Your goal
Each entry that follows should be retyped in full and exactly.
____ Source records
PR #5873, opened 2020-09-01
[storage][dashboard] add restore status panel

lightmark:
## Motivation

add a panel track restore status.

image


sherry-x:
can you attach some screenshots so we can see what it looks like?

lightmark:
@sherry-x Just notice that. looks fine?

lightmark:
just two panels don't justify a separate dashboard- -

PR #5876, opened 2020-09-02
[breaking][vm][move stdlib] Use Errors module everywhere. Merge epilogues. Fix bugs.

tnowacki:
- Errors inside of `LibraAccount` were no longer unique due to some edge cases
- Switching to use `Errors` everywhere will make things unique
- Removes limits from epilogue payments
- Fixes bug where the prologue could hit an invariant violation by not checking for the token to exist
- Also lets us handle withdrawal limits error that was previously not covered
- Switched to a single `epilogue` function 

Followup
- Perhaps case on a `reason` of `0` in `Errors`
- Perhaps check for a reason being the proper size (not too large, but maybe we already check that in `<<`, I forget)

## Motivation

- Errors need to be unique for proper casing in the VM
- There was an edge case where a certain error was not considered inside the VM (if the account hit the limits in the epilogue)

## Test Plan

- Tests for the bugs fixed


tnowacki:
There are still TODOs for tests, but I'm marking this as ready for review to get some more eyes on it

wrwg (approved):
This looks good from my viewpoint. Great to see it, I didn't dare to do this when Errors module was introduced.

language/stdlib/modules/LibraAccount.move
```diff
@@ -1051,126 +1060,105 @@ module LibraAccount {
...
 
         // Verify that the transaction sender's account exists
-        assert(exists_at(transaction_sender), PROLOGUE_EACCOUNT_DNE);
+        assert(exists_at(transaction_sender), Errors::invalid_argument(PROLOGUE_EACCOUNT_DNE));
 
         // We check whether this account is frozen, if it is no transaction can be sent from it.
         assert(
             !AccountFreezing::account_is_frozen(transaction_sender),
-            PROLOGUE_EACCOUNT_FROZEN
+            Errors::invalid_state(PROLOGUE_EACCOUNT_FROZEN)
```
runtian-zhou, line 1071: Why froizen account is of `invalid_state`?

runtian-zhou (commented):
This seems to be a BIG breaking change to me. Do we have a plan of when this thing should be merged into the next release cycle?

language/libra-vm/src/system_module_names.rs
```diff
@@ -33,9 +33,9 @@ pub static WRITESET_PROLOGUE_NAME: Lazy<Identifier> =
 pub static WRITESET_EPILOGUE_NAME: Lazy<Identifier> =
     Lazy::new(|| Identifier::new("epilogue").unwrap());
 pub static SUCCESS_EPILOGUE_NAME: Lazy<Identifier> =
-    Lazy::new(|| Identifier::new("success_epilogue").unwrap());
```
bob-wilson, line 36: It seems like it would be better to just merge these two.

language/libra-vm/src/errors.rs
```diff
@@ -78,19 +96,30 @@ pub fn convert_normal_prologue_error(status: VMStatus) -> VMStatus {
 /// `UNEXPECTED_ERROR_FROM_KNOWN_MOVE_FUNCTION`
 pub fn convert_normal_success_epilogue_error(status: VMStatus) -> VMStatus {
```
bob-wilson, line 97: I think we should drop the "success" from the name of this function: "convert_normal_epilogue_error"

language/libra-vm/src/errors.rs
```diff
@@ -78,19 +96,30 @@ pub fn convert_normal_prologue_error(status: VMStatus) -> VMStatus {
...
-        VMStatus::MoveAbort(location, code @ EACCOUNT_FROZEN)
-        | VMStatus::MoveAbort(location, code @ EINSUFFICIENT_BALANCE) => {
-            if location != known_locations::account_module_abort() {
+        VMStatus::Executed => VMStatus::Executed,
+        VMStatus::MoveAbort(location, code)
+            if location != known_locations::account_module_abort() =>
+        {
+            let (category, reason) = error_split(code);
+            error!(
+                "[libra_vm] Unexpected success epilogue Move abort: {:?}::{:?} \
```
bob-wilson, line 105: ...and also drop the "success" in this message

language/libra-vm/src/errors.rs
```diff
@@ -78,19 +96,30 @@ pub fn convert_normal_prologue_error(status: VMStatus) -> VMStatus {
...
+                (Category: {:?} Reason: {:?})",
+                location, code, category, reason
+            );
+            VMStatus::Error(StatusCode::UNEXPECTED_ERROR_FROM_KNOWN_MOVE_FUNCTION)
+        }
+
+        VMStatus::MoveAbort(location, code) => match error_split(code) {
+            (LIMIT_EXCEEDED, ECANT_PAY_GAS_DEPOSIT) => VMStatus::MoveAbort(location, code),
+            (category, reason) => {
```
bob-wilson, line 114: It looks like you dropped handling EACCOUNT_FROZEN here. Was that intentional?

language/stdlib/modules/LibraAccount.move
```diff
@@ -1051,126 +1060,105 @@ module LibraAccount {
...
             LibraTimestamp::now_seconds() < txn_expiration_time_seconds,
-            PROLOGUE_ETRANSACTION_EXPIRED
+            Errors::invalid_argument(PROLOGUE_ETRANSACTION_EXPIRED)
         );
     }
 
-    /// Collects gas and bumps the sequence number for executing a transaction
+    /// Collects gas and bumps the sequence number for executing a transaction.
+    /// The epilogue is invoked at the end of the transaction.
+    /// If the exection of the epilogue fails, it is re-invoked with different arguments guaranteed
```
bob-wilson, line 1115: I hesitate a bit at the word "guaranteed". Maybe hedge a bit and phrase it as "should never"?

bob-wilson (approved):

language/libra-vm/src/errors.rs
tnowacki: The flows are still separate in the VM, i.e. there still is a success and failure epilogue control flow. Each one of those expects different errors, so I'll keep the name same for the error handling

language/libra-vm/src/errors.rs
tnowacki: see above

language/libra-vm/src/errors.rs
tnowacki: I'm continuously frustrated by how little test coverage we have.

I think its a mistake, I'll take a look

language/stdlib/modules/LibraAccount.move
tnowacki: What else would it be? /shrug

The only one that seems close is `REQUIRES_ROLE`, but that doesn't seem right. State seems like the best fit given the description in `Errors.move`

Maybe @tzakian or @wrwg could chime in

language/libra-vm/src/errors.rs
tnowacki: It looks like someone removed it from the account code but didn't remove it here. Testing might have only fixed this in someone might have realized they needed to clean up the VM, but otherwise its okay I suppose..

language/stdlib/modules/LibraAccount.move
tzakian: I think `INVALID_STATE` makes sense here (the account is in an invalid state to send a transaction).

tzakian (approved):
This looks good to me. Thanks so much for taking this on!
________
Answer to this task
PR #5873, opened 2020-09-01
[storage][dashboard] add restore status panel

lightmark:
## Motivation

add a panel track restore status.

image


sherry-x:
can you attach some screenshots so we can see what it looks like?

lightmark:
@sherry-x Just notice that. looks fine?

lightmark:
just two panels don't justify a separate dashboard- -

PR #5876, opened 2020-09-02
[breaking][vm][move stdlib] Use Errors module everywhere. Merge epilogues. Fix bugs.

tnowacki:
- Errors inside of `LibraAccount` were no longer unique due to some edge cases
- Switching to use `Errors` everywhere will make things unique
- Removes limits from epilogue payments
- Fixes bug where the prologue could hit an invariant violation by not checking for the token to exist
- Also lets us handle withdrawal limits error that was previously not covered
- Switched to a single `epilogue` function 

Followup
- Perhaps case on a `reason` of `0` in `Errors`
- Perhaps check for a reason being the proper size (not too large, but maybe we already check that in `<<`, I forget)

## Motivation

- Errors need to be unique for proper casing in the VM
- There was an edge case where a certain error was not considered inside the VM (if the account hit the limits in the epilogue)

## Test Plan

- Tests for the bugs fixed


tnowacki:
There are still TODOs for tests, but I'm marking this as ready for review to get some more eyes on it

wrwg (approved):
This looks good from my viewpoint. Great to see it, I didn't dare to do this when Errors module was introduced.

language/stdlib/modules/LibraAccount.move
```diff
@@ -1051,126 +1060,105 @@ module LibraAccount {
...
 
         // Verify that the transaction sender's account exists
-        assert(exists_at(transaction_sender), PROLOGUE_EACCOUNT_DNE);
+        assert(exists_at(transaction_sender), Errors::invalid_argument(PROLOGUE_EACCOUNT_DNE));
 
         // We check whether this account is frozen, if it is no transaction can be sent from it.
         assert(
             !AccountFreezing::account_is_frozen(transaction_sender),
-            PROLOGUE_EACCOUNT_FROZEN
+            Errors::invalid_state(PROLOGUE_EACCOUNT_FROZEN)
```
runtian-zhou, line 1071: Why froizen account is of `invalid_state`?

runtian-zhou (commented):
This seems to be a BIG breaking change to me. Do we have a plan of when this thing should be merged into the next release cycle?

language/libra-vm/src/system_module_names.rs
```diff
@@ -33,9 +33,9 @@ pub static WRITESET_PROLOGUE_NAME: Lazy<Identifier> =
 pub static WRITESET_EPILOGUE_NAME: Lazy<Identifier> =
     Lazy::new(|| Identifier::new("epilogue").unwrap());
 pub static SUCCESS_EPILOGUE_NAME: Lazy<Identifier> =
-    Lazy::new(|| Identifier::new("success_epilogue").unwrap());
```
bob-wilson, line 36: It seems like it would be better to just merge these two.

language/libra-vm/src/errors.rs
```diff
@@ -78,19 +96,30 @@ pub fn convert_normal_prologue_error(status: VMStatus) -> VMStatus {
 /// `UNEXPECTED_ERROR_FROM_KNOWN_MOVE_FUNCTION`
 pub fn convert_normal_success_epilogue_error(status: VMStatus) -> VMStatus {
```
bob-wilson, line 97: I think we should drop the "success" from the name of this function: "convert_normal_epilogue_error"

language/libra-vm/src/errors.rs
```diff
@@ -78,19 +96,30 @@ pub fn convert_normal_prologue_error(status: VMStatus) -> VMStatus {
...
-        VMStatus::MoveAbort(location, code @ EACCOUNT_FROZEN)
-        | VMStatus::MoveAbort(location, code @ EINSUFFICIENT_BALANCE) => {
-            if location != known_locations::account_module_abort() {
+        VMStatus::Executed => VMStatus::Executed,
+        VMStatus::MoveAbort(location, code)
+            if location != known_locations::account_module_abort() =>
+        {
+            let (category, reason) = error_split(code);
+            error!(
+                "[libra_vm] Unexpected success epilogue Move abort: {:?}::{:?} \
```
bob-wilson, line 105: ...and also drop the "success" in this message

language/libra-vm/src/errors.rs
```diff
@@ -78,19 +96,30 @@ pub fn convert_normal_prologue_error(status: VMStatus) -> VMStatus {
...
+                (Category: {:?} Reason: {:?})",
+                location, code, category, reason
+            );
+            VMStatus::Error(StatusCode::UNEXPECTED_ERROR_FROM_KNOWN_MOVE_FUNCTION)
+        }
+
+        VMStatus::MoveAbort(location, code) => match error_split(code) {
+            (LIMIT_EXCEEDED, ECANT_PAY_GAS_DEPOSIT) => VMStatus::MoveAbort(location, code),
+            (category, reason) => {
```
bob-wilson, line 114: It looks like you dropped handling EACCOUNT_FROZEN here. Was that intentional?

language/stdlib/modules/LibraAccount.move
```diff
@@ -1051,126 +1060,105 @@ module LibraAccount {
...
             LibraTimestamp::now_seconds() < txn_expiration_time_seconds,
-            PROLOGUE_ETRANSACTION_EXPIRED
+            Errors::invalid_argument(PROLOGUE_ETRANSACTION_EXPIRED)
         );
     }
 
-    /// Collects gas and bumps the sequence number for executing a transaction
+    /// Collects gas and bumps the sequence number for executing a transaction.
+    /// The epilogue is invoked at the end of the transaction.
+    /// If the exection of the epilogue fails, it is re-invoked with different arguments guaranteed
```
bob-wilson, line 1115: I hesitate a bit at the word "guaranteed". Maybe hedge a bit and phrase it as "should never"?

bob-wilson (approved):

language/libra-vm/src/errors.rs
tnowacki: The flows are still separate in the VM, i.e. there still is a success and failure epilogue control flow. Each one of those expects different errors, so I'll keep the name same for the error handling

language/libra-vm/src/errors.rs
tnowacki: see above

language/libra-vm/src/errors.rs
tnowacki: I'm continuously frustrated by how little test coverage we have.

I think its a mistake, I'll take a look

language/stdlib/modules/LibraAccount.move
tnowacki: What else would it be? /shrug

The only one that seems close is `REQUIRES_ROLE`, but that doesn't seem right. State seems like the best fit given the description in `Errors.move`

Maybe @tzakian or @wrwg could chime in

language/libra-vm/src/errors.rs
tnowacki: It looks like someone removed it from the account code but didn't remove it here. Testing might have only fixed this in someone might have realized they needed to clean up the VM, but otherwise its okay I suppose..

language/stdlib/modules/LibraAccount.move
tzakian: I think `INVALID_STATE` makes sense here (the account is in an invalid state to send a transaction).

tzakian (approved):
This looks good to me. Thanks so much for taking this on!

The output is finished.